(About this task):
Leaving nothing out, set down all the data exactly.

(Saved data entries)

PR #2766, opened 2025-03-12
increase restart test timeout: 5s -> 10s

sveitser:
This allows me to locally run with half a CPU. Maybe this is good enough for the CI?


sveitser:
Does not seem to help.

(Expected output):
PR #2766, opened 2025-03-12
increase restart test timeout: 5s -> 10s

sveitser:
This allows me to locally run with half a CPU. Maybe this is good enough for the CI?


sveitser:
Does not seem to help.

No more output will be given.